== Task directions ==
Begin at the line containing "above 10 MOhms, or" in the entries below and end at the line containing "which has since"; transcribe that range exactly and nothing outside it.

[Saved entries]
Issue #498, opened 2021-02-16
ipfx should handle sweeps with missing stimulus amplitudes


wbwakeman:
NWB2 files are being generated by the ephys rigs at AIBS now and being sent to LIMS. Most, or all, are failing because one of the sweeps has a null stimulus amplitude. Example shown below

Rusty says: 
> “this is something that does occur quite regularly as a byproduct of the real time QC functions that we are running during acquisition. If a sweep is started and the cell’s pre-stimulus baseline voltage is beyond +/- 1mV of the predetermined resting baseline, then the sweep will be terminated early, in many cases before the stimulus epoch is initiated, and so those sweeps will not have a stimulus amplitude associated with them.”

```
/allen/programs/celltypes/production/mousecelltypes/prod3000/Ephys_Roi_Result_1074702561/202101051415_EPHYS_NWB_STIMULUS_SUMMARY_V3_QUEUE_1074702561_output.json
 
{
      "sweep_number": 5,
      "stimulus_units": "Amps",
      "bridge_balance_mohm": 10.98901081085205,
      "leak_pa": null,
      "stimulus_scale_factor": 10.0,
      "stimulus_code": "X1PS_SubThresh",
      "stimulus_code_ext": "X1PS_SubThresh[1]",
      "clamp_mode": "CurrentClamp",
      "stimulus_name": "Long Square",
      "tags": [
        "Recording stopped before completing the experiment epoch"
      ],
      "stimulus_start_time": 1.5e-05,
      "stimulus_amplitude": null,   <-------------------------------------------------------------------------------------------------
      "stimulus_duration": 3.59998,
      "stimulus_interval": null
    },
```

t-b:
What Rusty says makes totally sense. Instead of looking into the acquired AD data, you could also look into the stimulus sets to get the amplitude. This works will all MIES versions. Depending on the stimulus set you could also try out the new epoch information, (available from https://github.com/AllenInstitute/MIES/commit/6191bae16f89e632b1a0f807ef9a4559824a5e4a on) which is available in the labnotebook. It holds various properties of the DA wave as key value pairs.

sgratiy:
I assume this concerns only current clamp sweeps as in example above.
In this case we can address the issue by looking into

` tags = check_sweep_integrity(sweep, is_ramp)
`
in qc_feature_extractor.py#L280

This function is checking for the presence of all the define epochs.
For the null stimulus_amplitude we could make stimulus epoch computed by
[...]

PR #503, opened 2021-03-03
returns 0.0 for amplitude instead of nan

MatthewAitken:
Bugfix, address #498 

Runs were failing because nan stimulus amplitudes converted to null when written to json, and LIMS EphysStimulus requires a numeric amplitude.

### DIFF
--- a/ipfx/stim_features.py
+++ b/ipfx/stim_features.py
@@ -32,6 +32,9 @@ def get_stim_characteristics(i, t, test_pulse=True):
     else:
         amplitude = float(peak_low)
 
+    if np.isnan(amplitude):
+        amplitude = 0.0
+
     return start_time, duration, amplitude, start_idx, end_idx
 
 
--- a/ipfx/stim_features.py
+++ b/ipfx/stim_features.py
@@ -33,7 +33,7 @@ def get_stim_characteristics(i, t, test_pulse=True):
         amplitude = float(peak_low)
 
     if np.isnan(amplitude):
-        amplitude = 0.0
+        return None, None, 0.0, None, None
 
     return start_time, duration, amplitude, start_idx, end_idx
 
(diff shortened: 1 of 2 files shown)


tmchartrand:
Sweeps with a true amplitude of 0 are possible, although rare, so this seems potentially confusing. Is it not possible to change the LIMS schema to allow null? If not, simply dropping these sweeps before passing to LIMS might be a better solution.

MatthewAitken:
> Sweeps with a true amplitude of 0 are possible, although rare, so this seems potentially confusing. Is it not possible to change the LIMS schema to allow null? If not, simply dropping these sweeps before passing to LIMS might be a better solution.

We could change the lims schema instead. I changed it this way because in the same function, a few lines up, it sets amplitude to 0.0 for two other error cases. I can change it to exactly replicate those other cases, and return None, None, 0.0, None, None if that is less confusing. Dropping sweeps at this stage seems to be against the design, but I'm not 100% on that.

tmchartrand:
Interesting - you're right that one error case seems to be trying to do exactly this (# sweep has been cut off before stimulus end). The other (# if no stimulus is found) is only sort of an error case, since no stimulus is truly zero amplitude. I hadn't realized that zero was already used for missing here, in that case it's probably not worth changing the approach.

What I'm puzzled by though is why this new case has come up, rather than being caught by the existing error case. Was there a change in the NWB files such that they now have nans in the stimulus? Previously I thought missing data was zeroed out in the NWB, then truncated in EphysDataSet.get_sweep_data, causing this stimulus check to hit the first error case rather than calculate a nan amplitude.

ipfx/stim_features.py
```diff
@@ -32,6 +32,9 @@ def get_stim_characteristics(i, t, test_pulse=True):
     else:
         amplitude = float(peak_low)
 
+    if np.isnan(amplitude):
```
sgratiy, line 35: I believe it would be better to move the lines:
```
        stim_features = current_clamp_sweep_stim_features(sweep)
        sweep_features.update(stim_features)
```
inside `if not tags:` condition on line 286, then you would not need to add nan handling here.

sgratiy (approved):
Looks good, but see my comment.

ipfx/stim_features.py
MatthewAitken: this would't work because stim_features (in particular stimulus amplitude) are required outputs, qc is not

--

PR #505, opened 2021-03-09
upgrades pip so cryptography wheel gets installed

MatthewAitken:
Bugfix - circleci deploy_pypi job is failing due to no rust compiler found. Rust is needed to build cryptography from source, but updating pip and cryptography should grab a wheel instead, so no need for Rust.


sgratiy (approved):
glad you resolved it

* * *

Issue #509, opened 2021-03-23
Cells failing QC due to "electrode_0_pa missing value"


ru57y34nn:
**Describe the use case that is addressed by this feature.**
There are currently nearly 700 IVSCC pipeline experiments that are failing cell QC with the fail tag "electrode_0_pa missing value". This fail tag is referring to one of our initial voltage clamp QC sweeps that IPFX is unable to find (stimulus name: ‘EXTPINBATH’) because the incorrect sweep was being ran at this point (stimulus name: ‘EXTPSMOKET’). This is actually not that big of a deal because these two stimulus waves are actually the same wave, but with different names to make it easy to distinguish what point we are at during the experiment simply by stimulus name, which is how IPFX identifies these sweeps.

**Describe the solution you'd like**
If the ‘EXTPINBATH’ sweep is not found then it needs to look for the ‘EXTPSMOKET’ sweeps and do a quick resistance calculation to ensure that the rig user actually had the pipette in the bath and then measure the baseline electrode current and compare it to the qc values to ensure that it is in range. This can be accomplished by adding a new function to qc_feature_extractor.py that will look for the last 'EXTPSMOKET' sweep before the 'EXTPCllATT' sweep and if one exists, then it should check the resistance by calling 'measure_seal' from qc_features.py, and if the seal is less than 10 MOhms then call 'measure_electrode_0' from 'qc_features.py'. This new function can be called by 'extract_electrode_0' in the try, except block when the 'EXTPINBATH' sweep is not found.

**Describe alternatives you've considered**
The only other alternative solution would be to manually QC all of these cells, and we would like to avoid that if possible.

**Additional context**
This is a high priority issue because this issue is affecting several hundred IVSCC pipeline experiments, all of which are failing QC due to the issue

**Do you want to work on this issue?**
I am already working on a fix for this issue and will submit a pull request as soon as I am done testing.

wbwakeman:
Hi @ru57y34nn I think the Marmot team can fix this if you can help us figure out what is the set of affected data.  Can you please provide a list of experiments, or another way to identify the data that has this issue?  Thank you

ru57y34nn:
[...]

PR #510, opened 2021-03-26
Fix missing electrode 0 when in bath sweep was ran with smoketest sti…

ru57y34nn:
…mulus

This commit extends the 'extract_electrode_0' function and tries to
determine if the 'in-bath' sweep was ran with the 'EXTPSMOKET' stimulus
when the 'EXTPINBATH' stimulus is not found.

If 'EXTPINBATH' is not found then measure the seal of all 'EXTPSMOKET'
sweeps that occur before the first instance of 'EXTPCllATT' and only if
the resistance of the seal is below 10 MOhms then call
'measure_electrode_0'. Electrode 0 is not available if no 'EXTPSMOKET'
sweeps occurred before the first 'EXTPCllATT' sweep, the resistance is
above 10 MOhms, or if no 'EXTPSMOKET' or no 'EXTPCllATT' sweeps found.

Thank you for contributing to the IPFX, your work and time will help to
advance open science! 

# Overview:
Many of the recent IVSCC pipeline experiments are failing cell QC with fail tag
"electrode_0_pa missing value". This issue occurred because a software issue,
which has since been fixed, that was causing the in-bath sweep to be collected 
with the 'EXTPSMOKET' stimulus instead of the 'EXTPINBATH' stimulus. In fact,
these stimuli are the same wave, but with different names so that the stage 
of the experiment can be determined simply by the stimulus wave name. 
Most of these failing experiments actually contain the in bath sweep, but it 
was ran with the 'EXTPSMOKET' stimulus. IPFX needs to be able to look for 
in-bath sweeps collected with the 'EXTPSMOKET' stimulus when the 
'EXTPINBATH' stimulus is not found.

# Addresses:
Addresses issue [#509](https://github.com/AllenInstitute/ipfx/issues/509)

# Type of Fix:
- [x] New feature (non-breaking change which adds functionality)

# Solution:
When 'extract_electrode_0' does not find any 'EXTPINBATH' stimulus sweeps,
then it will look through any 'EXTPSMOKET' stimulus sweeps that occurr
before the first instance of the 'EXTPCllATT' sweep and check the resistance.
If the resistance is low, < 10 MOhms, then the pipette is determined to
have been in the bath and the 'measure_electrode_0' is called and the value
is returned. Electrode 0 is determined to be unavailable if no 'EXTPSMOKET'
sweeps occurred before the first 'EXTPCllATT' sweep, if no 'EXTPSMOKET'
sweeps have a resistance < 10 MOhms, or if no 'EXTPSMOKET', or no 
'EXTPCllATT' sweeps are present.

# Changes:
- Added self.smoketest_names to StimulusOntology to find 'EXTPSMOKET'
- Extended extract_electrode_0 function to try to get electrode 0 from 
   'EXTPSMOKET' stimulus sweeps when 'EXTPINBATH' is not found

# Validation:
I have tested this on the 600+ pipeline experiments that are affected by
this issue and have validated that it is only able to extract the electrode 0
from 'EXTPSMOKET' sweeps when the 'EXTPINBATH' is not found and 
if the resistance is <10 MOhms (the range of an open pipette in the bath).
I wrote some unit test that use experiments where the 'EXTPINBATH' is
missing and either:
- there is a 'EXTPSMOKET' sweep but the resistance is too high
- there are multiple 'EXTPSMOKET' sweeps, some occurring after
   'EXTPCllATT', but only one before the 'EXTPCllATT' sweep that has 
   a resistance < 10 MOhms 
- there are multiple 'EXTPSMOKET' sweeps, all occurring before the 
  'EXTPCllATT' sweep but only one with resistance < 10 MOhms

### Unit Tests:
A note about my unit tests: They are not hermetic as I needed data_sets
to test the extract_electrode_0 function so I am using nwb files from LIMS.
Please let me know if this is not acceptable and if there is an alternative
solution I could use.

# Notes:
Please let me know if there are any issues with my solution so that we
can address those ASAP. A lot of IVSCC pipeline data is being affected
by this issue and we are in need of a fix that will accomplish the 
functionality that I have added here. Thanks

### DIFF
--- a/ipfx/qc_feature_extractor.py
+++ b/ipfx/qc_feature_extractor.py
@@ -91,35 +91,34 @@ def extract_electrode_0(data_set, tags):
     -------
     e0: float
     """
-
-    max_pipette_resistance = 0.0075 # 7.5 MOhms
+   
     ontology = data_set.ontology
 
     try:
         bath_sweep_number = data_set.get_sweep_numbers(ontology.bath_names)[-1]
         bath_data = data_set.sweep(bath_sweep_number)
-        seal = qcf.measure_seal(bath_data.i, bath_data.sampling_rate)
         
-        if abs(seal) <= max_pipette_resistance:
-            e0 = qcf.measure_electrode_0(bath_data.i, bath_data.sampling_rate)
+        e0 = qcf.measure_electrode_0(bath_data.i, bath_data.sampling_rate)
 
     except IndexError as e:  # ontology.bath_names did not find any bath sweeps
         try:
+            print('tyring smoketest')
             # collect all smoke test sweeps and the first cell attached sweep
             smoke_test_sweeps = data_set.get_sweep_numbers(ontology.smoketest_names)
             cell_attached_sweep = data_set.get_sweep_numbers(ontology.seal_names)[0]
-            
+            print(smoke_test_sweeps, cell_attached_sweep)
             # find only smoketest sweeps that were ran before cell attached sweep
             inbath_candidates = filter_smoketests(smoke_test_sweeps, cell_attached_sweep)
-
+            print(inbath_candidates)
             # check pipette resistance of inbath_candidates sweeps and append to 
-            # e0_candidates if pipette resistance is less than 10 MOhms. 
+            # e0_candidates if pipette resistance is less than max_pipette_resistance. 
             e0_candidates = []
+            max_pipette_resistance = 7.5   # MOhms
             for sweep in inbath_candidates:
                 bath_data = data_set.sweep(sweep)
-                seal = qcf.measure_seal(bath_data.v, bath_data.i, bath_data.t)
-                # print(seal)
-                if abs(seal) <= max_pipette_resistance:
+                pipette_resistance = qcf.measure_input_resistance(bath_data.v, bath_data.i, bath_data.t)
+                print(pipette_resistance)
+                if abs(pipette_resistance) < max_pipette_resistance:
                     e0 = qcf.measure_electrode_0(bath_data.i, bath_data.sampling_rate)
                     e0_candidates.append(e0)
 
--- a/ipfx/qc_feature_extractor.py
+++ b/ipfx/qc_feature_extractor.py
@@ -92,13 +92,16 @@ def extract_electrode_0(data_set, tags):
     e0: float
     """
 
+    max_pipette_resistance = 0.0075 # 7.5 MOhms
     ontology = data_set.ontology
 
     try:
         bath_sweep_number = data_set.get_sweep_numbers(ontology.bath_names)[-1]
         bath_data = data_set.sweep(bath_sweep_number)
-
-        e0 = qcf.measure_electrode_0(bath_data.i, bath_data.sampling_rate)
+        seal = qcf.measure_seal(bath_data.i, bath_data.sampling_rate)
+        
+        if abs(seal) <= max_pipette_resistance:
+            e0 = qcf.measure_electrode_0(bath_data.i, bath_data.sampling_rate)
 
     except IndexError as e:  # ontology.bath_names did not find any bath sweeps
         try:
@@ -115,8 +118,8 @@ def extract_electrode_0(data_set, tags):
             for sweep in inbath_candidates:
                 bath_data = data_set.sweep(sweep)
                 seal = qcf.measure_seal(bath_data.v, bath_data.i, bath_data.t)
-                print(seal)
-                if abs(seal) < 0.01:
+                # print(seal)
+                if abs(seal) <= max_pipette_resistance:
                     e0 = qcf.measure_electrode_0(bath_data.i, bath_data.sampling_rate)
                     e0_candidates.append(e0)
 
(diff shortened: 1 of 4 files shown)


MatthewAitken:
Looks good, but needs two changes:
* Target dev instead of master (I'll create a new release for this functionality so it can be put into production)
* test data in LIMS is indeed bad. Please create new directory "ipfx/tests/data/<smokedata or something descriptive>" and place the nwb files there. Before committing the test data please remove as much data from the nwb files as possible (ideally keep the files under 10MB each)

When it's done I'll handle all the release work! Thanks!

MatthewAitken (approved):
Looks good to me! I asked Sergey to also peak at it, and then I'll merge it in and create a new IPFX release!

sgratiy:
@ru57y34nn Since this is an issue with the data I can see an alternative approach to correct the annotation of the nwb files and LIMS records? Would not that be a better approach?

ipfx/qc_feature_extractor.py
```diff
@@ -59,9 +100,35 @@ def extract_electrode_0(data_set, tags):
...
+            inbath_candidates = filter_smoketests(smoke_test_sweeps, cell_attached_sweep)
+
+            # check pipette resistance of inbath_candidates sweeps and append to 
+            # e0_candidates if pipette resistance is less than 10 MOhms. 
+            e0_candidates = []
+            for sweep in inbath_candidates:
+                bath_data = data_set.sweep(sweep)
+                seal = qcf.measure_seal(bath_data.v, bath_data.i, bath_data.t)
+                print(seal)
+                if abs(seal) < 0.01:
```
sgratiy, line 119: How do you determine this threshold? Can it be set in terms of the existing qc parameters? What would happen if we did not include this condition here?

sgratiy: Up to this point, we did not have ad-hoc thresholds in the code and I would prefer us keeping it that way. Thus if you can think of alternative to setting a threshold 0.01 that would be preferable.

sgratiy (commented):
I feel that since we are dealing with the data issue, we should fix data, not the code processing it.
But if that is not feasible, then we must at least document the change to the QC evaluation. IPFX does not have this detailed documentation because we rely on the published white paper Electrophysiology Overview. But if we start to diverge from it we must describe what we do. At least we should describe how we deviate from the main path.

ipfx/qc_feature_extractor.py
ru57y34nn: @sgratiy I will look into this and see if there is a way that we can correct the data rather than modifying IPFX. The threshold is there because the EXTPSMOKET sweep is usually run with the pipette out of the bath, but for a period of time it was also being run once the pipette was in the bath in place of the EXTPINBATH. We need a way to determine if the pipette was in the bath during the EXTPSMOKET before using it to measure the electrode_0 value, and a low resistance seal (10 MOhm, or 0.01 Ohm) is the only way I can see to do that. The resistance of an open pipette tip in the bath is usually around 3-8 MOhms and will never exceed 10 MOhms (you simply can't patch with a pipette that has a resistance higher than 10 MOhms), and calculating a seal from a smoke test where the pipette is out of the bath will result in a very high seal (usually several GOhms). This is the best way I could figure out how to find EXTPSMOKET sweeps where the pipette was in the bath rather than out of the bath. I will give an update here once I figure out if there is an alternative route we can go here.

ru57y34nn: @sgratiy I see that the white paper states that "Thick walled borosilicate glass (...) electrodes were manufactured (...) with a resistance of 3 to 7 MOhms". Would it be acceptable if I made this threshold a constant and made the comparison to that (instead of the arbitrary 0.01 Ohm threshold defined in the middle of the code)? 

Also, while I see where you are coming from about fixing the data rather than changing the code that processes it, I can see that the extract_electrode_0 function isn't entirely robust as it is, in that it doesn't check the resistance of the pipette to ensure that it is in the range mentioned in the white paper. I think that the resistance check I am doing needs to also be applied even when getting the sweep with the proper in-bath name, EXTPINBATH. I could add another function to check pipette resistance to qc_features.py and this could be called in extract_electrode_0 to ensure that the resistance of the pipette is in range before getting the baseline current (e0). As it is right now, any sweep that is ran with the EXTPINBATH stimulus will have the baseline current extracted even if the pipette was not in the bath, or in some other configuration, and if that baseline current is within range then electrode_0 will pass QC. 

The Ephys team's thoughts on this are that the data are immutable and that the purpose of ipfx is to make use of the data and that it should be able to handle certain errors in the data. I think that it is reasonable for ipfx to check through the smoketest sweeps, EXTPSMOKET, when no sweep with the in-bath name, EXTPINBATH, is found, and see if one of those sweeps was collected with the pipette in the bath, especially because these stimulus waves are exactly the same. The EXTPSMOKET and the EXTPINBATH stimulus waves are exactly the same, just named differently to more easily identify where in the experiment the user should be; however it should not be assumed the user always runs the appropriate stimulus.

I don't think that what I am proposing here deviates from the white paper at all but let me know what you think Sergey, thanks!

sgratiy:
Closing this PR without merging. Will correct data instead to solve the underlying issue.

== Solution ==
above 10 MOhms, or if no 'EXTPSMOKET' or no 'EXTPCllATT' sweeps found.

Thank you for contributing to the IPFX, your work and time will help to
advance open science! 

# Overview:
Many of the recent IVSCC pipeline experiments are failing cell QC with fail tag
"electrode_0_pa missing value". This issue occurred because a software issue,
which has since been fixed, that was causing the in-bath sweep to be collected 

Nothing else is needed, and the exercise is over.